"Otsoa“ : le loup, bonne ou mauvaise réputation (Elgar N° 606 Mars/Avril 2021)

En euskara, le loup se dit "otsoa". Curieusement le nom de ce canidé, qui bien que pourchassé et traqué, occupe toujours une bonne place dans la chaîne des Pyrénées, les montagnes basques et en Hegoalde, est devenu un nom propre très respecté mais a aussi servi à former de nombreux noms communs évoquant la sauvagerie ou des plantes aux effets néfastes.

Toujours présent aussi bien en Iparralde qu'en Hegoalde, le nom propre "Otsoa" ou "Otxoa" est encore très répandu et a même traversé les mers en suivant l'émigration basque. Ainsi, le célèbre guitariste, chanteur et compositeur cubain, Eliades Ochoa, mondialement connu pour avoir participé au collectif "Buena Vista Social Club" ne peut pas cacher les origines basques de sa famille.
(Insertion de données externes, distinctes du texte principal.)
Issue #13964, opened 2019-04-09
[BUG] Updating a model fails after fetching its related records


zsilbi:
When fetching a record (`Robots`) and getting it's related models (`RobotParts`) a `RuntimeException` is being thrown when trying to save/update afterwards.

My observations:
- It only happens when after accessing `hasMany` or `hasManyToMany` type of relations.
- I have tried a lot of different models (names, aliases) and relations
- When creating a new model the error not occurs
- It doesn't matter if there are any related records in `RobotParts` table
- It only occurs when accessing the related records as property (saving after `$robot->getRobotParts()` works fine)

Output error when using hasMany

```php
RuntimeException
Call to undefined method \x01::writeattribute() 
```
Output error when using  hasManyToMany

```php
RuntimeException
Call to undefined method \x01::save() 
```

Script to reproduce the issue (only the relevant parts)
```php
class Robots extends \Phalcon\Mvc\Model {
    public function initialize() {
        $this->hasMany('id', 'RobotParts', 'robotId', [
            'alias' => 'robotParts'
        ]);
    }
}

public function main() {
    $robot = Robots::findFirst();
    $robot->robotParts;
    $robot->save(); // or $robot->update();
}
```

Current workaround:
```php
public function main() {
    $robot = Robots::findFirst();
    $robot->getRobotParts();
    $robot->save();
}
```

It's a widely used feature and it's very easy to reproduce so I think - and hope - that it must be some kind of incompability, otherwise it would have been discovered previously.

### Details
* Phalcon version: 4.0.0-alpha.3
* PHP Version: 7.2.16-1
* Operating System: Ubuntu 16.04
* Installation type: Compiling from source
* Zephir version (if any): Version 0.11.11-b661a58
* Server: nginx
* Other related info (Database, table schema): MariaDB 10.1.37

zsilbi:
I wrote tests to confirm the issue and it failed in CI with a rather strange error message.

` [PHPUnit\Framework\Exception] Invalid callback , no array or string given`

niden:
Resolved

niden:
Actually my bad, this was not resolved 100%. We need to do a lot more regression testing with the proposed fix from the PR attached to this issue.

niden:
Resolved in https://github.com/phalcon/cphalcon/pull/14035

PR #13616, opened 2018-11-24
Method to check if relationship was loaded for 4.0.x

CameronHall:
Hello!

* Type: new feature
* Link to -issue- existing pull request: https://github.com/phalcon/cphalcon/pull/12772

**In raising this pull request, I confirm the following (please check boxes):**

- [x] I have read and understood the [Contributing Guidelines](https://github.com/phalcon/cphalcon/blob/master/CONTRIBUTING.md)?
- [x] I have checked that another pull request for this purpose does not exist.
- [x] I wrote some tests for this PR.

Small description of change: This pull request adds a method to check if a relationship is loaded. It also changes the way we cache relationships. For _some_ reason we only stored `hasOne` and `belongsTo` relationships (those that return a model). Now we store resultset as well, which enables caching for `hasMany`, `hasManyToMany` etc.

Co-authored-by: Erik Wiesenthal <erikforo@hotmail.com>

Thanks

Issue #13531, opened 2018-10-16
Model relation reusable=>false not working


nilsm:
### Expected and Actual Behavior

I have a model with a relation set to 'reusable' => false.
I would expect the relation to be fetched from the database every time it is accessed.
However the relation is cached after the first call, even though 'reusable' => false.
Using 'getRelated()' to access the relation works as intended.

Note: 'reusable' => false is the default setting, so models do not work as intended by default.

Here is some sample code:

```php
class Robots extends \Phalcon\Mvc\Model
{
    public $id;
    public $name;
    public function initialize()
    {
        $this->hasMany("id", "Parts", "robot_id", ['reusable' => false]);
    }
}

class Parts extends \Phalcon\Mvc\Model
{
    public $id;
    public $robot_id;
    public $name;
    public static function find($parameters = NULL)
    {
    	echo 'find';
    	return parent::find($parameters);
    }
    public function initialize()
    {
        $this->belongsTo("robot_id", "Robots", "id", ['alias' => 'robot']);
    }
}

// actual code to test
$robot = new Robot();
$robot->name = 'Bob';
$robot->save();

$robot->parts; // first query - echos 'find'
$robot->parts; // 2nd query - no echo, even though it should re-query
$robot->getRelated('parts'); // echo 'find', as intended
$robot->getRelated('parts'); // echo 'find', as intended
```

### Severity
Critical - this is stopping us from upgrading to Phalcon 3 + model relations do not work as documented.

### Details

* Phalcon version: 3.4.1
* PHP Version: 5.6
* Operating System: n/a
* Installation type: Compiling from source
* Zephir version (if any): n/a
* Server: n/a
* Other related info

```
CREATE TABLE `robots` (
    `id` int(10) unsigned NOT NULL AUTO_INCREMENT,
    `name` varchar(70) NOT NULL,
    PRIMARY KEY (`id`)
);
CREATE TABLE `parts` (
    `id` int(10) unsigned NOT NULL AUTO_INCREMENT,
    `robot_id` int(10) unsigned NOT NULL,
    `name` varchar(70) NOT NULL,
    PRIMARY KEY (`id`),
    FOREIGN KEY (robot_id) references robots(id)
);
```

nilsm:
I've dug around in the source code and am pretty sure that this is the cause of the problem:

https://github.com/phalcon/cphalcon/pull/11983/files

Once accessed, the related records are stored as an instance property and returned every time, regardless of what 'reusable' is set to.

[...]

PR #12772, opened 2017-04-06
Method to check if relationship was loaded

Surt:
Hello!

* Type: new feature
* Link to issue:

**In raising this pull request, I confirm the following (please check boxes):**

- [x] I have read and understood the [Contributing Guidelines](https://github.com/phalcon/cphalcon/blob/master/CONTRIBUTING.md)?
- [x] I have checked that another pull request for this purpose does not exist.
- [ ] I wrote some tests for this PR.

Method to check if a relationship was loaded. So we can check it without invoking the lazy loading.

Thanks

PR #13985, opened 2019-04-15
Fixed saving a model after fetching its related records

zsilbi:
Hello!

* Type: bug fix
* Link to issue: https://github.com/phalcon/cphalcon/issues/13964

- [x] I updated the CHANGELOG

Small description of change:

"Otso" ou "otsoa" est aussi utilisé dans les noms de famille comme "Otsobi" ou "Otsibar". Il apparaît aussi fréquemment dans la toponymie, comme le mont souletin "Otsogorrigagna" (1923 mètres) près de Larrau. Littéralement, son nom évoque une hauteur ou un point élevé ("gaina" en basque) et un loup rouge (de "gorria" rouge). A proximité, on trouve aussi le mont "Otsogorritchipia" (1794 mètres) qui, logiquement, est plus "petit" que son voisin ("tchipia" est la prononciation locale de "ttipia", petit).

"Otsoa" est aussi présent dans les noms des fameuses grottes pariétales d'isturitz et d'Oxocelhaya (de "otsoa", et de "zelaia", la plaine).

Le nom propre "Otsoa" est aussi resté attaché historiquement au lignage des ducs de Vasconie, depuis Loup 1er, dont la vie est très peu connue, si ce n'est qu'il est le premier duc de Vasconie (670-688).

Coté noms communs, le loup est beaucoup moins gâté. L'hellébore se dit en basque "otsobelar" (de "belarra", l'herbe). Rappelons que cette "herbe aux loups", contient sous sa forme blanche (veratrum album) plusieurs alcaloïdes toxiques susceptibles de ralentir le coeur (bradycardie) voire d'entraîner la mort. L'hellébore noir (helleborusniger, aussi connu sous le nom de "rose de Noël") est aussi très toxique est associé à la magie noire.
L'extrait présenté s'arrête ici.